2002

International consortium to create sequence-ready map of the cattle genome

Jim Barlow, Life Sciences Editor
(217) 333-5802; b-james3@uiuc.edu

3/12/02

CHAMPAIGN, Ill. – An international consortium of U.S., Canadian and French scientists has begun work on a new resource that will enable the rapid and efficient sequencing of the entire cattle genome.

When the $2.5 million project is done by early 2003, scientists will have new tools to genetically improve dairy and beef cattle, to enhance food safety and to protect the cattle industry against bioterrorism. Coordinating the project are Harris Lewin, a professor of animal sciences and director of the W.M. Keck Center for Comparative and Functional Genomics at the University of Illinois at Urbana-Champaign, and Steve Kappes of the U.S. Department of Agriculture-Agricultural Research Service USDA-ARS in Clay Center, Neb.

The effort to create a sequence-ready map is being done by scientists of the UI, USDA-ARS, Children's Hospital Oakland Research Institute (CHORI), British Columbia Cancer Agency (BCCA) and The Institute for Genomic Research (TIGR) in Maryland.

Scientists will create a sequence-ready bacterial artificial chromosome (BAC) map and anchor it to the human genome map by reference points called comparatively-anchored sequence tagged sites, or CASTS. Constructing the map will proceed in three phases.

First, all 280,000 clones of a BAC library produced by Pieter de Jong’s laboratory at CHORI will be fingerprinted by Marco Marra's group at BCCA. Second, sequencing of the ends of at least 100,000 fingerprinted BAC-clones will be done by Lewin's team and by Shaying Zhao at TIGR. The sequence-ready BAC map will be created by merging the BAC fingerprints with the BAC-end sequence data. The entire ordered array of cattle BAC clones, called contigs, will be scaffolded on to specific cattle chromosomes using COMPASS, a bioinformatics tool created at the UI.

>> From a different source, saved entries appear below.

PR #1844, opened 2024-07-25
feat(runtime): beta runtime as client

jonaro00:


runtime/src/beta.rs
```diff
@@ -0,0 +1,145 @@
...
+            .await
+        {
+            Ok(o) => o,
+            Err(e) => {
+                eprintln!("Runtime Provisioning phase failed: {e}");
+                exit(131);
+            }
+        };
+        *bytes = serde_json::to_vec(&o).expect("to serialize struct");
+    }
```
oddgrd, line 125: This needs to be polled until all the resources are ready.

service/src/runner.rs
```diff
@@ -12,17 +11,13 @@ use tracing::info;
 pub async fn start(
     beta: bool,
     port: u16,
-    // only used on beta. must match port.
-    address: SocketAddr,
     runtime_executable: PathBuf,
     project_path: &Path,
 ) -> anyhow::Result<(process::Child, runtime::Client)> {
```
oddgrd, line 16: Will this break anything? For example if someone upgrades deployer, but not runtime? :thinking:

oddgrd: Only the args passed to beta runtime changes, though, so it should be fine..

jonaro00: Yeah that line was added as part of adding the beta runtime flag

runtime/src/beta.rs
```diff
@@ -0,0 +1,171 @@
...
+        .expect("invalid shuttle environment");
+    let ip = std::env::var("SHUTTLE_RUNTIME_IP")
+        .expect("runtime ip env var")
+        .parse()
+        .expect("invalid ip");
+    let port = std::env::var("SHUTTLE_RUNTIME_PORT")
+        .expect("runtime port env var")
+        .parse()
+        .expect("invalid port");
+    let api_url = std::env::var("SHUTTLE_API").expect("api env var");
```
oddgrd, line 42: nit: Maybe we could still use a Config struct in a separate file, that is created by getting all these env vars? To clean up the function a bit.

oddgrd (approved):

PR #1850, opened 2024-08-01
feat(cargo-shuttle): beta updated local run

jonaro00:
extends https://github.com/shuttle-hq/shuttle/pull/1844

tested local run with:
rocket/hello-world
rocket/postgres
rocket/secrets


cargo-shuttle/src/lib.rs
```diff
@@ -1416,9 +1435,7 @@ impl Shuttle {
                 service_name.as_str(),
                 false,
                 false,
-                // Set beta to false to avoid breaking local run with beta changes.
-                // TODO: make local run compatible with --beta.
-                false
```
oddgrd, line 1421: Is the comment no longer accurate?

cargo-shuttle/src/lib.rs
```diff
@@ -1787,6 +1820,182 @@ impl Shuttle {
...
+        );
+        let mut runtime = tokio::process::Command::new(
+            dunce::canonicalize(runtime_executable).context("canonicalize path of executable")?,
+        )
+        .current_dir(&service.workspace_path)
+        .args(["--run"])
+        .envs([
+            ("SHUTTLE_BETA", "true"),
+            ("SHUTTLE_PROJECT_ID", "proj_LOCAL"),
+            ("SHUTTLE_PROJECT_NAME", "TODO"),
```
oddgrd, line 1888: What is the plan for this, and does the user see it?

cargo-shuttle/src/lib.rs
```diff
@@ -1787,6 +1820,182 @@ impl Shuttle {
...
+                }))
+            }
+        });
+        let server = Server::bind(&api_addr).serve(make_svc);
+        tokio::spawn(async move {
+            if let Err(e) = server.await {
+                eprintln!("Provisioner server error: {}", e);
+                exit(1);
+            }
+        });
```
oddgrd, line 1866: Should we abstract this into a BetaProvisionerServer struct?

oddgrd (approved):

cargo-shuttle/src/lib.rs
jonaro00: Updating resource tables (if we want tables at all) for beta is still TODO, so whatever happens here will change.

cargo-shuttle/src/lib.rs
jonaro00: TY for reminder. It's passed into ResourceFactory and Metadata.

The assignment of contigs to cattle chromosomes will be based on a whole-genome cattle-human comparative gene map created by Lewin's group in collaboration with James Womack's Texas A&M University laboratory and published in the December 2000 issue of Genome Research. Reciprocal exchange of BAC fingerprinted and end-sequenced clones with scientists at INRA will be used to create a thorough sequence-ready map.

So far, more than 125,000 cattle BAC clones have been fingerprinted at BCCA and more than 2000 BAC end-sequences have been produced by the UI. Once this initial stage is completed, a new consortium will produce a draft sequence of the entire cattle genome.

Sequencing the cattle genome will help scientists understand the evolution of mammalian genomes and provide powerful new tools for animal breeding and securing the safety of the world’s supply of meat and milk, Lewin said.

"Obtaining the sequence of a mammalian genome from the Artiodactyl (even-toed ungulates) order of mammals will provide an invaluable resource for deciphering the human genetic code," he said. "Already, research has shown that sequenced cattle DNA can be more valuable than sequenced mouse or rat genomic DNA in predicting the location of evolutionarily conserved non-coding gene regulatory elements."

In addition, because of the potential threat of bioterrorism to the nation’s food supply, the use of genome-based technologies to speed the diagnosis of exposure to animal pathogens or chemical agents may be critical to states whose economies are heavily dependent on animal agriculture, he said.

Funding is from the USDA-ARS; USDA Cooperative State Research, Education, and Extension Service; University of Alberta; Alberta Innovation and Science; Alberta Cattle Commission; Canadian Cattlemen's Association; and Biotechnology and Biological Sciences Research Council, United Kingdom. Other scientific contributors include the National Institute for Agricultural Research (France), AgResearch (New Zealand), Texas A&M and Commonwealth Scientific and Industrial Research Organization (Australia).